> **EXERCISE**: Whenever a line in the data holds the string "useLocal", pull that line out.

-- RECORDED INFORMATION follows --

PR #911, opened 2022-08-09
delete reference files not used by testo (or whitelisted)

tsteven4:
the script tools/obsolete_unused_reference_files does this,
although it might be delicate.
note any unused files in the reference tree that are not whitelisted will be deleted!

Indeed, alternate reference files, readme files, and other files files we derived our references from must be handled specially.  The ones I have found are whitelisted in the updated obsolete_unused_reference_files script.


tsteven4:
@robertlipe please glance at the long list of files and see if you can catch any more that we want to keep despite them not being used by testo.

tools/obsolete_unused_reference_files
```diff
@@ -0,0 +1,23 @@
+#!/bin/bash -ex
+# delay -t must be long enough for testo to complete
+inotifywait -r -m -t 120 reference > log&
+# wait to make sure inotifywait is monitoring
+sleep 10
+./testo
+# wait to make sure inotifywait is done
+sleep 120 
+grep ' OPEN ' log | sed 's/ OPEN //' | sort | uniq > used
+find reference/ -type f | sort | uniq > exists
```
robertlipe: Is 'sort -u' (here and above) a suitably universal thing? I think it's POSIX 1003.1.

PR #913, opened 2022-08-15
QStringize vecs a bit more.

tsteven4:
This fixes an ancient FIXME regarding the use of the option name
to indicate a option was given without a value.  This practice was unnecessary as we can (and could before) distinguish between an option not being given (nullptr or isNull), an option be given without a value(pointer valid and points to \0 or !isNull && isEmpty), and option being given with a value.

This was tested with a custom format and filter that echoed the received argument values.  However, this test apparatus was not included in this PR. 

This enhances the validity checking of default, minimum and maximum argument
values.

More rigorous input validation was attempted with std::stoi & std::stod.  This revealed that two trackfilter options had range errors.  Although the values of these options are a series of decimal digits they are interpreted as a string by the filter.  The GUI handles creates these values from dates and times.  This PR changes these argtypes from ARGTYPE_INT to ARGTYPE_STRING.

### DIFF
--- a/defs.h
+++ b/defs.h
@@ -960,13 +960,13 @@ void setshort_defname(short_handle, const char* s);
 #define ARG_NOMINMAX nullptr, nullptr
 
 struct arglist_t {
-  const char* argstring{nullptr};
-  char** argval{nullptr};
-  const char* helpstring{nullptr};
-  const char* defaultvalue{nullptr};
+  const QString argstring;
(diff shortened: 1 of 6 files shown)


tsteven4:
Teaser (not in this PR): something like this to move conversions and QStrings into vecs a bit at a time?
using argval_t = std::variant<std::monostate, char**, int*, double*, bool*, QString*>;'

PR #916, opened 2022-08-23
fix GUI handling of track filter start/stop times.

### LINKED ISSUE #915: GUI trackfilter start and stop time zone conversion is incorrect.
When the "Local Time" checkbox is checked(unchecked) I think the time in the start/stop edit box should be interpreted as a local time(UTC).  The time passed to the CLI is always UTC according to our documentation.

Local Time checked.  But value passed has not been converted to  UTC. (3PM local = 15 hours local)
image

Local Time unchecked.  But value passed has been converted from local to UTC. (3PM local = 15 hours local = 21 hours Z)
image

tsteven4:
This resolves #915

The timeSpec of the QDateTimeEdit objects is maintained in
accordance with the TZCheck QCheckBox.  This solves additional
issues with DST transitions and edits.

As an aside, when the TZCheck box check status changes, the times shown in the start and stop edits will be converted between the two time zones.  This behavior is part of QDateTimeEdit.

There is an ambiguity in the fall with local times, we don't have a way to distinguish 1:30AM daylight time from 1:30AM standard time.

### DIFF
--- a/gui/filterdata.cc
+++ b/gui/filterdata.cc
@@ -55,14 +55,9 @@ QStringList WayPtsFilterData::makeOptionString()
 }
 
 //------------------------------------------------------------------------
-static QString optionDate(const QDateTime& dt, bool useLocal)
+static QString optionDate(const QDateTime& dt)
 {
-  QDateTime d;
-  if (useLocal) {
-    d = dt.toLocalTime();
-  } else {
-    d = dt.toUTC();
-  }
+  QDateTime d = dt.toUTC();
 
   QDate date = d.date();
   QTime time = d.time();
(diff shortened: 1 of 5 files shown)


GPSBabelDeveloper (approved):
Looks great. Thanks! 

How much longer is qt5 in play?

tsteven4:
I pushed a further change to use radio buttons for the LocalTime/UTC choice.  They make more sense as these options are exclusive, and the choice is clearer as opposed to the Local Time checkbox which doesn't make the alternative clear.

Unfortunately the latest ubuntu LTS (22.04.1) release ships with a defective Qt6 core that makes Qt webengine DOA.  Despite my fix being accepted in Debian (and available in stable back ports) Ubuntu seems disinclined to pick it up.
https://bugs.launchpad.net/ubuntu/+source/qt6-base/+bug/1970057
https://bugs.debian.org/cgi-bin/bugreport.cgi?bug=1010575

robertlipe:
On Thu, Aug 25, 2022 at 8:27 AM tsteven4 ***@***.***> wrote:

> Unfortunately the latest ubuntu LTS (22.04.1) release ships with a
> defective Qt6 core that makes Qt webengine DOA. Despite my fix being
> accepted in Debian (and available in stable back ports) Ubuntu seems
> disinclined to pick it up.
>
> https://bugs.launchpad.net/ubuntu/+source/qt6-base/+bug/1970057
> https://bugs.debian.org/cgi-bin/bugreport.cgi?bug=1010575
>

Good grief.

They whine when we provide our own, then ship bad libraries for months even
after you fix their brokenness for them and/or they know a fix is available
upstream.

In the early 90's the thought of shared libraries seemed really nifty, but
now with decades of experience, I'm not so sure it's a win at all.  Sigh.

Thanx for the good fight.

RJL

PR #918, opened 2022-09-01
add test driver for GUI.

tsteven4:
This can be run under cmake. I haven't, and don't intend to, enhance our qmake support at this point.

mkdir bld
cd bld
cmake ..
cmake --build . --target GPSBabelFE_test
ctest -V -R test-gui

I haven't added coverage collection for the gui yet, nor merged the gui coverage and the cli coverage reports

This is working on macOS and Ubuntu and windows.


robertlipe:
Clever. I've started something like this a time or two through the years and never got anywhere with it. This looks really promising.

PR #920, opened 2022-09-05
prepare for deprecation of qmake.

tsteven4:
build a release level package in CI with cmake on windows & macOS.
this can be compared with the release package build in CI with qmake.

support cmake multi-config generators on macOS (e.g. Xcode) as well
as well as single-config generators (.e.g Unix Makefiles, Ninja).

support packaging of out of source builds on macOS when using cmake.
note that Qt6 support for packaging still has many features in
preview, thus we still use our script based packaging.

move some Ubuntu CI jobs to jammy.  Unfortunately Qt6WebEngine is
unusable on jammy due to a bug in qt6-base.  So we are still using
Qt5 :(
https://bugs.launchpad.net/ubuntu/+source/qt6-base/+bug/1970057

### DIFF
--- a/.github/workflows/macos.yml
+++ b/.github/workflows/macos.yml
@@ -17,15 +17,18 @@ jobs:
       fail-fast: false
       matrix:
         include:
-          - QT_VERSION: '5.12.12'
-            XCODE_VERSION: '11.7'
-            RELEASE: false
           - QT_VERSION: '5.15.2'
             XCODE_VERSION: '12.4'
+            GENERATOR: qmake
             RELEASE: false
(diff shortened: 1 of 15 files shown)


tsteven4:
I am going to cut this off and leave for the future:
1) cleanup of package_app target and scripts.  It will be simpler once we drop qmake.
2) movement of linux CI jobs from qmake to cmake
3) dropping Windows CI qmake jobs
4) dropping macOS CI jobs, adding a cmake Xcode job.
5) make sure we have a Debug build type in CI to test assertions.

PR #923, opened 2022-10-02
Test binary and text separators

robertlipe:
- A quick test to see if all our compilers re c++14 enough to support separators in 0xab'cdef and separators and binary prefixes 0b0110'0011.

### DIFF
--- a/wbt-200.cc
+++ b/wbt-200.cc
@@ -43,7 +43,7 @@
 
 #define TK1_MAGIC       "WintecLogFormat"
 #define TK1_DATA_OFFSET 0x0400
-#define TK1_END_FLAG    0x04000000ul
+#define TK1_END_FLAG    0x0400'0000ul
 
 /* Used to sanity check data - from
  *   http://hypertextbook.com/facts/2001/DanaWollman.shtml
@@ -504,7 +504,7 @@ static double get_param_float(const char* cmd)
     int min    = (((tim) >>  6) & 0x3F); \
     int hour   = (((tim) >> 12) & 0x1F); \
     int mday   = (((tim) >> 17) & 0x1F); \
-    int mon    = (((tim) >> 22) & 0x0F); \
+    int mon    = (((tim) >> 22) & 0b0'1111); \
     int year   = (((tim) >> 26) & 0x3F);
 
 static time_t decode_date(uint32_t tim)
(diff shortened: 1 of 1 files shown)


tsteven4:
We require c++17 already.  Usually, we have had problems with old versions of Microsoft Visual Studio tools, but things have been pretty good since we set the floor at MSVC 2017.  main enforces >= MSVC 2017 at any version (_MSC_VER >= 1910).  We test with the final tools of MSVC 2017 (MSVC++ version 14.16, _MSC_VER 1916, version 15.9).  There may be a hole with an earlier MSVC 2017 version.  If there is I'm happy to move the main test up to _MSC_VER >= 1916.

robertlipe:
I'll probably dump this change, but the ruling on the field is that "new" delimiters and binary constants are allowed in GPSBabel.

long million = 1'000'000;
long register = 0xffff'f0f0;
long b31 = 0b01000'0000'0000'0000;

I don't particularly plan to change our existing uses, but I'll lean on this more in new code, particularly hardware-heavy code.

tsteven4:
Both those are c++14, they shouldn't be a problem.
https://en.cppreference.com/w/cpp/language/integer_literal (binary literals and optional single quotes.

robertlipe:
> We require c++17 already. 

Awesome. I misread the "gnu++1z" in the generated build. I should have looked it up. 

> If there is I'm happy to move the main test up to _MSC_VER >= 1916.

Given how rare external contributions have become, the floor can be whatever we're happy with our auto-builders running.

> Both those are c++14, 

I'd read about these becoming standard long ago and wasn't in a position to use them then (plus I now have the memory of a goldfish)  but they're nice to have in the bag of tricks..

In C, they're rejected in c17 and gnu17, but allowed in -std=c2x and gnu2x. [ /me visits Google ] They're really new in the standard, though I worked on/with a C compiler and assembler that supported this syntax in the '90's. Weird.
https://www.open-std.org/jtc1/sc22/wg14/www/docs/n2549.pdf
https://www.open-std.org/jtc1/sc22/wg14/www/docs/n2606.pdf
Looks like both features are mentioned in the upcoming (likely '23) C standard and ahve been common for a long while in C++. https://en.wikipedia.org/wiki/C2x

That version gets us (I have another project in C) much nicer parity between the languages. Jolly good. My days of tracking and even attending those meetings are over.

robertlipe:
Closed (at least partially to save time on build runners) but with the potential AI of changing autobuild to use and enforce 2017 Update 9,  _MSC_VER  1916, _MSC_FULL_VER  191627030, Visual Studio 2017 version 15.9.11.

Honestly, if we bump it, should we go to 2019 Update 11 or maybe even Visual Studio 2022 version 17.3.4 ? (assuming it's an autobuild option)

Note to self: decoder keyring at https://dev.to/yumetodo/list-of-mscver-and-mscfullver-8nd


<br class="Apple-interchange-newline">

PR #927, opened 2022-10-06
build: Remove headers from sources

jtojnar:
CMake actually does not need them listed.

### DIFF
--- a/CMakeLists.txt
+++ b/CMakeLists.txt
@@ -202,96 +202,8 @@ if(${QT_VERSION_MAJOR} EQUAL "6")
   set(SUPPORT ${SUPPORT} src/core/codecdevice.cc)
 endif()
 
-# HEADERS
-set(HEADERS
-  cet_util.h
-  csv_util.h
-  defs.h
-  dg-100.h
-  exif.h
-  explorist_ini.h
-  filter.h
-  filter_vecs.h
-  format.h
-  formspec.h
-  garmin_device_xml.h
-  garmin_fit.h
-  garmin_fs.h
-  garmin_gpi.h
-  garmin_icon_tables.h
-  garmin_tables.h
-  gbfile.h
-  gbser.h
-  gbser_private.h
-  gdb.h
-  geojson.h
-  globalsat_sport.h
-  gpx.h
-  grtcirc.h
-  gtrnctr.h
-  heightgrid.h
-  holux.h
-  humminbird.h
-  html.h
-  inifile.h
-  kml.h
-  legacyformat.h
-  lowranceusr.h
-  magellan.h
-  navilink.h
-  nmea.h
-  osm.h
-  qstarz_bl_1000.h
-  random.h
-  session.h
-  shape.h
-  skytraq.h
-  strptime.h
-  subrip.h
-  text.h
-  unicsv.h
-  units.h
-  vecs.h
-  xcsv.h
-  xmlgeneric.h
-  jeeps/garminusb.h
-  jeeps/gps.h
-  jeeps/gpsapp.h
-  jeeps/gpscom.h
-  jeeps/gpsdatum.h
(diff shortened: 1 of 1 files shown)


tsteven4:
Thanks.  This is attractive from a maintenance point of view, but may have undesirable side effects.

The list of sorted HEADERS may be used by various IDEs.  The sorting came in with https://github.com/GPSBabel/gpsbabel/pull/772.  I can't remember if it was an issue with the qmake generated xcode project, a cmake generated project, or both.  In any event, the cmake xdode generator, the cmake visual studio generator, and CLion and Qt Creator use of CMakeLists.txt need to be checked to see if this influences the project view.

At the same time it would be good to verify that we don't drop dependencies on the headers in the above use cases.

jtojnar:
I compared the build directories for default (Unix Makefiles) and Ninja generators, and there were no meaningful changes. In fact, neither of them mentions `.h` files at all, even if they are listed in sources, from which I assumed CMake does the same [thing as Meson](https://mesonbuild.com/FAQ.html#do-i-need-to-add-my-headers-to-the-sources-list-like-in-autotools) and including headers in sources is pointless, but I was not able to find any documentation for that.

I am unable to run the Xcode or VS generators, they are probably platform specific. Nor do I have access to the proprietary IDEs.

I tried Qt Creator and it does looks like it indeed does not show headers unless explicitly added as sources:
Project view without headers in sources

Cf. with master branch:

Project view with headers in sources

But that sounds more like a bug in Qt Creator, as mentioned in https://stackoverflow.com/questions/62429286/display-header-files-in-qt-creator-using-cmake#comment110424508_62437291.

tsteven4:
I checked Xcode using the cmake Xcode generator.  As is the header files are nicely included in alphabetical order in a folder "Header Files", alongside "Source Files".  When I test your PR the "Header Files" folder doesn't exist, and the header files aren't visible anywhere in the Project navigator.  The project does build under Xcode with your PR, but the navigator isn't as useful, e.g. to select a header file to edit.  At least Xcode does realize that it needs to recompile osm.cc when osm.h changes.

So while your PR offers simplified maintenance of CMakeLists.txt, it makes it harder to use Xcode.  I suspect there are similar problems with other IDEs.  Is including the HEADERS in the target source causing you some difficulty?

jtojnar:
I wanted to add support for a new GPS device (Transystem GL-770) but currently the source code is completely incomprehensible with everything in the top-level directory. So I wanted to split it out into separate directories (`src/filters/`, `src/fmts/`, `src/fmts/devices/`, `third-party/`) to make a sense of it. And rather than dealing with the headers, which are redundant I decided to just drop them from sources.

But looks like many IDEs are too stupid to discover sources on their own so until they are fixed, we might need to keep that redundant information (or maybe somehow query the compiler and add the headers to sources dynamically). I opened a [bug for Qt Creator](https://bugreports.qt.io/browse/QTCREATORBUG-28289).

tsteven4:
I am closing this PR without merging.  This is because the HEADERS allow various IDEs to present a better view of the project.

We have held off on reorganizing the tree because it makes examining history more difficult, and we spend a lot of effort doing that when analyzing issues.  We may revisit this after we get down to one build system.

We would like to see some general interest for a new format, in your case Transystem GL-770.  We are reluctant to take on the maintenance if the user base is too small.

format_skelteon.cc was the starting point for a new format, but maybe a bit out of date.  Subclass Format, do not subclass LegacyFormat.  create two files newformat.cc and newformat.h.  Please organize newformat.h along google style guidelines  (public section, private section, each with ordered sections (Types, Constants, Member Functions, Data Members).  modify vecs.cc, vecs.h to get it linked in.  At this moment we are supporting qmake(GPSBabel.pro) and cmake(CMakeLists.txt), so those files will need to know about a new format.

-- RECORDED INFORMATION concluded --

> **ANSWER BOX**:
-static QString optionDate(const QDateTime& dt, bool useLocal)
-  if (useLocal) {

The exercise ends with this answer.